Kebudayaan Jawa, begitu pula dengan Bali, tidak terlepas dari alat musik ini. Berbagai pertunjukan mulai dari tari, wayang, dan kesenian lain menjadikan alat musik ini sebagai pengiring utama. Inilah gamelan, alat musik yang memegang peran penting dalam kehidupan kebudayan dan kesenian di Jawa.
Di luar Kota Solo, tepatnya di Kabupaten Sukoharjo, terdapat sebuah desa yang penduduknya dikenal sebagai perajin gamelan dari generasi ke generasi. Wirun nama desa tersebut.
Cukup mudah mengenali desa ini, karena di gapura depan desa sudah terpampang tulisan “Desa Gamelan” lengkap dengan sebuah gamelan berukuran besar.
Desa Wirun tidak ubahnya desa-desa lain yang ada di Pulau Jawa. Suasana terasa tenang, masyarakat memamerkan senyum ketika beradu pandang dengan orang lain, serta sawah hijau yang membentang luas. Tapi masuklah lebih ke dalam, dan Anda akan mendengar suara pukulan besi secara samar-samar.

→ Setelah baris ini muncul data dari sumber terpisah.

PR #593, opened 2026-05-19
electrsd: set default features for bitreq

tankyleo:
If and only if the download feature is set, bitreq is required. In that case the bitreq std feature is needed, so we enable default-features for bitreq to set the std feature. No other bitreq feature is enabled.

### DIFF
--- a/electrsd/Cargo.toml
+++ b/electrsd/Cargo.toml
@@ -29,9 +29,7 @@ zip = { version = "0.6", default-features = false, optional = true, features = [
   "bzip2",
   "deflate",
 ] }
-bitreq = { version = "0.3.5", path = "../bitreq", default-features = false, optional = true, features = [
-  "https",
-] }
+bitreq = { version = "0.3.5", path = "../bitreq", optional = true, features = ["https"] }
 
 [features]
 legacy = []


tankyleo:
cc @tnull

jamillambert (commented):
The title and change don't match. I think the title is correct and the `bitreq/std` feature should only be enabled when download is by removing `std` from `bitreq` and adding instead to the `download` fearture:
`download = ["bitcoin_hashes", "zip", "bitreq/std"]`

tankyleo:
> The title and change don't match. I think the title is correct and the `bitreq/std` feature should only be enabled when download is by removing `std` from `bitreq` and adding instead to the `download` fearture: `download = ["bitcoin_hashes", "zip", "bitreq/std"]`

If we do this, then this applies to the `https` feature too right? So we would do: `download = ["bitcoin_hashes", "zip", "bitreq/std", "bitreq/https"]`

I would find this uglier, especially since only `download` uses bitreq, but let me know.

jamillambert:
> > The title and change don't match. I think the title is correct and the `bitreq/std` feature should only be enabled when download is by removing `std` from `bitreq` and adding instead to the `download` fearture: `download = ["bitcoin_hashes", "zip", "bitreq/std"]`
> 
> If we do this, then this applies to the `https` feature too right? So we would do: `download = ["bitcoin_hashes", "zip", "bitreq/std", "bitreq/https"]`
> 
> I would find this uglier, especially since only `download` uses bitreq, but let me know.

Hmm, yeah, you could change the tile so it is correct instead.  Removing `default-features = false` from `bitreq` also fixes the problem since the only default feature is `std`.

electrsd/Cargo.toml
```diff
@@ -31,6 +31,7 @@ zip = { version = "0.6", default-features = false, optional = true, features = [
 ] }
 bitreq = { version = "0.3.5", path = "../bitreq", default-features = false, optional = true, features = [
   "https",
+  "std",
```
tcharding: While correct I also rekon this would be better:

```toml
bitreq = { version = "0.3.5", path = "../bitreq", optional = true, features = ["https"] }
```

tcharding:
Thanks Leo, I debugged this myself today and got lost wondering how the heck this got into master.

Dekati sumber suara itu, dan akan terlihat sekelompok pria yang bekerja di dalam sebuah bangunan. Bangunan itu tidak terlalu luas, tidak ubahnya rumah lain. Yang membedakan, tidak ada kamar di dalam bangunan itu. Hanya dinding yang menjadi batas bagian dalam dengan bagian luar. Di tengah ruang, ada kobaran bara berwarna merah. Pada saat-saat tertentu, nyala bara akan membumbung tinggi. Hawa di dalam ruang meningkat dengan cepat. Ketika nyala bara meredup, akan disusul dengan suara palu yang beradu dengan lempengan logam.
Tidak terlalu jelas sejak kapan penduduk Desa Wirun berprofesi sebagai perajin gamelan. Penduduk desa ini hanya mengingat bahwa kerajinan gamelan sudah ada di desa ini sejak kakek atau bahkan buyut mereka – melalui cerita yang disampaikan secara turun-temurun.
Pembuatan gamelan di desa ini sudah cukup modern. Para perajin menggunakan pemanas berbahan bakar gas untuk memasak bahan lempengan dan memanaskan lempengan. Sementara untuk proses pembentukan lempengan hingga menjadi gamelan sesuai dengan ukuran yang diinginkan, masih mengandalkan tenaga manusia yang dibantu dengan palu. Dengan cara tersebut, jika semua proses berjalan lancar, dalam satu hari, setiap kelompok perajin di sini dapat menghasilkan dua buah gamelan.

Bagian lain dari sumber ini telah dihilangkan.